# Boat ramp etiquette.....



## Cathunter (Apr 8, 2015)

Lately I have noticed people loading there boats and instead of pulling off the ramp to get their gear in place for the trip home they do it in the middle of the ramp and block the ramp for 10 minutes or longer.


----------



## muney pit (Mar 24, 2014)

Yep, the state park at livingston is getting bad. Ive told the front office they should post signs at least but so far nothing.


----------



## sotexhookset (Jun 4, 2011)

Amateurs. They've done it for years fresh and salt but its 10x's worse cause there's 10x's more people on the water than there was ten (50x's more than just 20 years ago, and I can go on as I've been there) years ago. Tell them to get the f out of the way after you politely ask them and they rudely try to tell you to mind your own.


----------



## bubbas kenner (Sep 4, 2010)

There ain't none,if you want a ramp alone get ther at 2am...


----------



## big D. (Apr 10, 2010)

Please turn your head lights off when loading and unloading boats in the dark. Turn on your parking (yellow) lights when launching instead. Headlights blind the person next to you as they try to launch.
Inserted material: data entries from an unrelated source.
PR #3785, opened 2020-11-19
docs(v2): recommend Docusaurus 2 usage

slorber:
## Motivation

It has been reported that some parts of the doc let people think versioning is not supported yet.
Versioning is working fine now, and i18n is coming soon.

We should now drive more users to start on v2 than v1, despite v2 still being in alpha (not for long), even if they need i18n support.

Note: most users are already using v2 anyway:

image

### DIFF
--- a/website/docs/introduction.md
+++ b/website/docs/introduction.md
@@ -7,22 +7,23 @@ slug: /
 
 ## Disclaimer
 
-It has been a year since we made the first **alpha release** of Docusaurus 2 and things have been pretty stable since then. Many of Facebook's new open source websites are using Docusaurus 2 now. At this point, we highly encourage you to use Docusaurus 2 over Docusaurus 1 for your new websites. For feedback and questions, chat with us on [**Discord**](https://discordapp.com/invite/docusaurus) :wink:.
+Docusaurus v2 is **still alpha** (since mid-2019) but already quite stable.
 
-**You should use this if:**
+We highly encourage you to **use Docusaurus v2 over Docusaurus v1**.
 
-- :white_check_mark: You want to contribute to Docusaurus 2
-- :white_check_mark: You want to build a modern website with client-side routing and prerendering
-- :white_check_mark: You want to provide feedback to make sure Docusaurus 2 suits your needs
-- :white_check_mark: You are curious about what comes next as a Docusaurus user
-- :white_check_mark: You want to ease the pain of migration in future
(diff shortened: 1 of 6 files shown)


website/docs/introduction.md
```diff
@@ -7,22 +7,23 @@ slug: /
...
+- :white_check_mark: You want the full power of React and MDX
 - :white_check_mark: You do not need support for IE11
 
-**Do not use this if:**
+**Use [Docusaurus v1](https://docusaurus.io/) if:**
 
-- :x: You need a fully production-ready solution (try [Docusaurus 1](https://docusaurus.io/) instead)
-- :x: You need the translation features present in v1
-- :x: You prefer not to work with potential breaking changes and/or features not yet working properly as we improve it during the alpha period
+- :x: You don't want a Single-Page-Application
```
lex111, line 25: Single-Page-Application -> just "single-page application (SPA)"?

website/docs/introduction.md
```diff
@@ -7,22 +7,23 @@ slug: /
...
-- :white_check_mark: You want to build a modern website with client-side routing and prerendering
-- :white_check_mark: You want to provide feedback to make sure Docusaurus 2 suits your needs
-- :white_check_mark: You are curious about what comes next as a Docusaurus user
-- :white_check_mark: You want to ease the pain of migration in future
+Most users are already using v2 ([trends](https://www.npmtrends.com/docusaurus-vs-@docusaurus/core)), including [ReactNative](https://reactnative.dev), [Redux](https://redux.js.org/) and [many others](/showcase).
+
+**Use **Docusaurus v2** if:**
+
+- :white_check_mark: You want a modern Jamstack documentation site
+- :white_check_mark: You want a Single-Page-Application with client-side routing
```
lex111, line 19: > with client-side routing

It seems to me that we need to indicate that we have SSR or prerendering.

slorber: for me this is implied by Jamstack already

website/docs/introduction.md
slorber: You mean

> - :x: You don't want a single-page-application (SPA)

?

slorber: not sure to understand, is the problem the uppercase or something else?
in all case we'd rather make it consistent because both sections use the term "Single-Page-Application"

lex111 (approved):

lex111:
@slorber thanks!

Thanks 2Cool!


----------



## tbone2374 (Feb 27, 2010)

Boat ramp etiquette only pertains to those, that actually think of others. Obviously, you just cant teach people manners, whether it be on the water, or the highway. Most folks, except us 2 Coolers, only think of themselves!


----------



## Whitebassfisher (May 4, 2007)

big D. said:


> Please turn your head lights off when loading and unloading boats in the dark. Turn on your parking (yellow) lights when launching instead. Headlights blind the person next to you as they try to launch. Thanks 2Cool!


Daytime running lights may not allow this, depending on make/model.

Also, the rudeness of others, about how closely to your boat they will drive or drop anchor is amazing.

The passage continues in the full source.